Re: AIML pattern matcher design

2009-05-08 Thread Adrian Cuthbertson

I found that after a couple of months of working with Clojure, my
whole perspective on thinking about the problem domain and its
possible abstractions changed really significantly. An approach that
might benefit you is to spend a while dabbling with some repl
explorations of some of the key Clojure features. I would start with
really getting to understand maps, vectors, map and reduce, sequences
and lazy-seq. A good grasp of multi-methods would be helpful. Also
check out cond and condp. I also found an understanding of using first
order functions and closures invaluable (e.g storing a function closed
over some arguments in a map entry for dynamic program composition).
There are others, but those are good to start with. In the beginning
avoid recur (leads to too much imperative thinking) and macros (I
found for most things I thought a macro would be needed that they
could be done easily in basic clojure).

After the basics check out the clojure.core source and the source for
the contrib libraries (xml, zip, etc) that you may be using.

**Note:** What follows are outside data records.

Issue #1867, opened 2025-10-07
Dependency constraint blocks upgrade to openai>=2.0


aprendendo-codex:
### Describe the bug
Currently, installing or upgrading `openai-agents` (v0.3.3) forces pip to *downgrade* the `openai` SDK from `2.x` to the latest `1.x` release (`1.109.1`).

### Repro steps

`$ pip install --upgrade openai openai-agents`

### Expected behavior
The latest versions of openai and openai-agents are expected to be mutually compatible.

As new features were launched on devday like chatkit, we require the newer version of the openai sdk in order to have access to them. 

But the agents sdk is currently incompatible with them.

Example of why this is necessary:
```python
# this is not compatible with openai 1.109.1
ck = client.beta.chatkit.sessions.create(workflow={'id':'xxxxxxx'}, user='user')
```

bhanuc:
Facing this issue. Please fix - I was trying out chatkit.

joansegura:
yes! please fix this! we need to be on v2 for sora, and chatkit

thanks guys

MichaelPeterJoyce:
Please fix. Cant try chatkit

PR #1874, opened 2025-10-08
Migrate openai from 1.x to 2.2.0

seratch:
This pull request resolves https://github.com/openai/openai-agents-python/issues/1867 This is a blocker for developers trying ChatKit Python server SDK, so we should release a new version including this bump as early as possible.

I've confirmed migrating to 2.x major version does not bring any incompatibility issues with examples in this repo.

### DIFF
--- a/.gitignore
+++ b/.gitignore
@@ -103,6 +103,7 @@ celerybeat.pid
 .python-version
 .env*
 .venv
+.venv*
 env/
 venv/
 ENV/
--- a/src/agents/models/chatcmpl_converter.py
+++ b/src/agents/models/chatcmpl_converter.py
@@ -2,7 +2,7 @@ from __future__ import annotations
 
 import json
 from collections.abc import Iterable
-from typing import Any, Literal, cast
+from typing import Any, Literal, Union, cast
 
 from openai import Omit, omit
 from openai.types.chat import (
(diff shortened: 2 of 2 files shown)


seratch:
need to resolve mypy errors

.gitignore
```diff
@@ -103,6 +103,7 @@ celerybeat.pid
 .python-version
 .env*
 .venv
+.venv*
```
seratch, line 106: just to do python 3.9 more easily

src/agents/extensions/models/litellm_model.py
```diff
@@ -18,7 +18,7 @@
         "dependency group: `pip install 'openai-agents[litellm]'`."
     ) from _e
 
-from openai import NOT_GIVEN, AsyncStream, NotGiven
+from openai import AsyncStream, NotGiven, omit
```
seratch, line 21: not_given still exists for backward-compatibility but migrating to omit lets this code base fully align with any patterns

seratch:
@rm-openai now this PR is ready. all the things are internal changes; no public interface level breaking changes. that said, given the code changes and incompatibility with openai 1.x series, releasing a new minor version should be necessary

.gitignore
rm-openai: we can actually remove 3.9 support soon, it is EOL this month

The
source is a great learning resource. Also Mark Volkmann's guide
(http://java.ociweb.com/mark/clojure/article.html), Stuart Halloway's
book and clojure.org are great resources for getting into Clojure.

Rgds, Adrian.


On Fri, May 8, 2009 at 7:23 PM, Luke VanderHart
 wrote:
>
>> ; First thing to learn is XML parsing with Clojure.
>
> This is basically done. Use the xml library in core if you just need
> to load XML into a map data structure. Use the zip library if you need
> to navigate it. Use the xml library in contrib if you need to do xpath-
> style navigation.
>
> For the rest of it... it looks very well thought out. I'm not familiar
> enough with the problem domain to comment specifically, but obviously
> you're putting a lot of thought into it, so I'm pretty sure you won't
> have any problems.
>
> -Luke
>
> On May 8, 12:50 pm, dhs827  wrote:
>> I'm stealing knowledge left and right (just ask me :-) to design me an
>> AIML pattern matcher. I've compiled a draft list of objects and
>> behaviors, which I would like to see reviewed for plausibility:
>>
>> startup
>>         - opens configuration file (e.g. startup.xml)
>>         - passes configuration file to bot-loader object
>> bot-loader
>>         - loads general input substitutions (spelling, person)
>>         - loads sentence splitters (.;!?)
>>         - looks for enabled bot, takes first one it finds
>>         - reads bot-id; uses it as key (for saving/loading variables and
>> chatlogs)
>>         - loads bot properties (global constants, e.g. name)
>>         - passes control to aiml-loader object
>> aiml-loader
>>         - loads list of AIML files to load, and for each file
>>                 - opens file
>>                 - reads AIML categories (XML) one by one as they appear in 
>> the file
>>                         - parses and stores the content of the match path 
>> (e.g."BOTID *
>> INPUTPATTERN * CONTEXT1 * CONTEXT2 *")
>>                         - when it reaches the end of the category - the 
>> template, or leaf
>> of this branch of the tree
>>                                 - calls a method to store the elements of 
>> the match path, together
>> with the template, in the
>> pattern-matcher-tree
>>
>> ; First thing to learn is XML parsing with Clojure.
>>
>> ; Though it is probably the easiest thing to do, it is not necessary
>> for the templates to be stored along with the paths in the tree. They
>> might as well be left on disc or in a database.
>>
>> ; A function like parser/scan must advance the parse to the next part
>> of the document (element - element content - processing
>> instruction...) and tokenize it. I can then use case/switch/if (must
>> look at what Clojure offers) to make decisions/set variables/call
>> methods.
>>
>> ; The whole path, with all components, gets created at load time. The
>> loader combines all elements of the path (e.g. INPUTPATTERN * CONTEXT1
>> * CONTEXT2 *) into one string, seperating the components using special
>> context-id strings (e.g. , , )
>>
>> ; The idea of the AIML graphmaster is: take this string, seperate it
>> into words, then store these words as nodes in a tree.
>>
>> ; A variation of this idea: instead of keying the nodes by their
>> values, key them first by context, then by value.
>>
>> ; Now that the bot is up and running, the user types something into
>> the input box and hits Enter. The
>>
>> pre-processor
>>         - protects sentences
>>         - blocks common attack vectors, e.g. code injection, flooding
>>         - eliminates common spelling mistakes
>>                 - for each loaded substitution
>>                         - finds and replaces it in the input string
>>                 - alternatively, uses a tree to search for them
>>         - removes redundant whitespace
>>         - splits input into sentences (everything that follows is for each
>> sentence)
>> pattern-matcher
>>         - combines INPUTPATTERN * CONTEXT1

Re: AIML pattern matcher design

2009-05-08 Thread Luke VanderHart

> ; First thing to learn is XML parsing with Clojure.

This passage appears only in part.